The city hosts many institutions of higher learning and culture, a philharmonic orchestra, opera and ballet companies, and art galleries. The National Art Museum is the largest in the country. The university, founded in 1608 by Catholic Jesuit priests, is one of the most venerable in Central Europe. The Lviv literature festival draws writers from the world over.
The other five UNESCO sites are the 5th century BC remains of a Greek city on the northern shores of the Black Sea, the 19th century palace of Ukrainian Orthodox prelates at the town of Chernivtsi, the Struve Geodetic Arc built as part of a 19th century survey of 10 countries, 16 wooden churches constructed between the 16-19th centuries by Orthodox and Catholic communities, and the primeval and ancient beech forests of the Carpathian Mountains. Another 17 sites await UNESCO designation.
Cairo has expressed concern over the threat to hundreds of Egyptian antiquities in the Odessa archaeological museum and called for their repatriation.
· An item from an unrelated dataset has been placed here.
PR #1189, opened 2017-05-27
updated docs and added test to examples of kdeplot.

pyeguy:
as @mmagnuski  pointed out this should have been in #1186

### DIFF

UNESCO experts are helping Ukraine in the struggle to preserve its heritage and identify damage and destruction inflicted on churches, theatres, and museums across the country. Harming such sites, other “civilian objects” and civilians are war crimes.
The 1954 Hague Convention for the Protection of Cultural Property during armed conflict prohibits targeting of cultural heritage but is widely ignored by national armies and air forces and non-state militias. Destruction often takes place during bombing and shelling of cities and towns, relegating built heritage to classification, along with civilian casualties, as collateral damage.
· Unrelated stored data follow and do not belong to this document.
Issue #1204, opened 2017-06-20
jointplot: specific keyerror error should be raised when passing data and column is missing


Prikers:
I think a specific `KeyError ` should be raised when data is provided and either `x` or `y` is a string but not a valid key of the DataFrame. 

This code:
```python
import pandas as pd
import numpy as np
import searbon as sns

df = pd.DataFrame(columns = list('ABCD'),
                  data = np.random.rand(100, 4))

sns.jointplot(x='A', y='NOT_A_VALID_COLUMN', data=df)
```
returns the following error:
```python
Traceback (most recent call last):

  File "<ipython-input-20-0d129181776f>", line 1, in <module>
    sns.jointplot(x='A', y='NOT_A_VALID_COLUMN', data=df)

  File "C:\Users\...\Anaconda3\lib\site-packages\seaborn\distributions.py", line 798, in jointplot
    xlim=xlim, ylim=ylim)

  File "C:\Users\...\Anaconda3\lib\site-packages\seaborn\axisgrid.py", line 1661, in __init__
    y = y[not_na]

TypeError: string indices must be integers
```
A `KeyError` would be less confusing when debugging. And the figure could be not created.

mwaskom:
Yes, the cost of input flexibility is that it's harder to do input validation ...

Prikers:
I will propose a pull request then. Thanks!

Prikers:
#1211 added

PR #1211, opened 2017-06-27
Added checks for input types for distributions.jointplot

Prikers:
Added a couple of checks for `distributions.jointplot`:
* Check if `data` is a `pandas.DataFrame` (if passed)
* Check if `x` and `y` are valid column names in `data`

Added a test unit as well

### DIFF
--- a/seaborn/axisgrid.py
+++ b/seaborn/axisgrid.py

Ignorance and carelessness also inflict severe damage to heritage. Although the Bush administration was warned by US archaeologists well ahead of the risks of the 2003 war to Iraq’s ancient and Islamic heritage, their appeals were ignored. US tank crews stationed outside the Iraq Museum in Baghdad after the fall of the city in April 2003 did nothing to prevent or halt looting of its treasures and US forces stationed at the site of ancient Babylon caused widespread damage and pollution to the ruins.
Historic buildings can be deliberately attacked. Following the Turkish invasion and occupation of north Cyprus in 1974, ancient, medieval and modern churches were stripped of wall paintings, mosaics, and icons and municipal museums libraries and archaeological site store houses were pillaged.
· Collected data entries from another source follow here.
PR #1219, opened 2017-07-02
Don't depend on ticks for heatmap annotations

### LINKED ISSUE #837: Annotations do not appear when xticklabels or yticklabels are False in heatmaps
In heatmaps when either xticklabels or yticklabels are false annotations do not appear on the heatmap.

```
import numpy as np; np.random.seed(0)
uniform_data = np.random.rand(10, 12)
ax = sns.heatmap(uniform_data, annot = True)
```

image

```
ax = sns.heatmap(uniform_data, annot = True, xticklabels = False)
```

image

This bug is present in 0.7.0 but is not in 0.6.0

NasaGeek:
Will now show annotations on all cells regardless of what value
x/yticklabels take. Fixes #837.

### DIFF
--- a/seaborn/matrix.py
+++ b/seaborn/matrix.py
@@ -233,7 +233,8 @@ class _HeatMapper(object):
     def _annotate_heatmap(self, ax, mesh):
         """Add textual labels with the value in each cell."""
         mesh.update_scalarmappable()
-        xpos, ypos = np.meshgrid(ax.get_xticks(), ax.get_yticks())
+        height, width = self.annot_data.shape
+        xpos, ypos = np.meshgrid(np.arange(width) + .5, np.arange(height) + .5)
         for x, y, m, color, val in zip(xpos.flat, ypos.flat,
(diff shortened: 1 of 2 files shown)


mwaskom:
Thanks — it would be good to have a test...

NasaGeek:
Added a test, let me know if you think any more would be appropriate.

mwaskom:
Test looks good but there's a PEP8 issue.

NasaGeek:
Woops. That reminds me, make test seems to fail as pyflakes can't take any flags. Are you using a different version of pyflakes? I'm on 1.5 from pip.

mwaskom:
> Are you using a different version of pyflakes? I'm on 1.5 from pip.

Yep: https://github.com/mwaskom/seaborn/blob/master/.travis.yml#L16

NasaGeek:
Should be good now, thanks for the pointers.

mwaskom:
Thanks!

During the Bosnian-Croatian-Serbian wars that fractured Yugoslavia in the 1990s Croats blew up the 16th century Ottoman bridge at Mostar and Serb artillery fire damaged Sarajevo’s magnificiant 19th century Austro-Hungarian city hall modelled on Mamluke period buildings in Cairo. Both have been lovingly restored. I visited them in 2014.
In 2001, the Taliban blew up the 6th century statues of Buddha carved into a mountainside in Bamiyan province in Afghanistan and in 2015 Daesh destroyed two 2,000-year-old Roman temples in Palmyra in the Syrian desert, and the sites of the ancient cities of Nimrod and Hatra in Iraq. The objective of the Taliban and Daesh was to erase the rich histories of these countries.
Well aware of this risk, Ukrainian museum staff seem to be following the example of other antiquities departments by moving portable artifacts to bunkers and safe places. Cyprus shipped its valuable collection of ancient gold jewellery to Athens before the 1974 Turkish invasion but was unable to transport icons and other church property to safety. Ahead of the 1991 US-led war, Iraq stored its collection of Mesopotamian gold jewellery in the vaults of the central bank and moved iconic artifacts to bunkers. The hidden treasures were restored to the museum after the 2003 US occupation. Since the eruption of civil conflict in Syria in 2011-12, moveable items in most of its museums have stored in secret locations to prevent pillage. The national museum in Damascus is closed, depriving Syrians of the right to learn about their history and culture.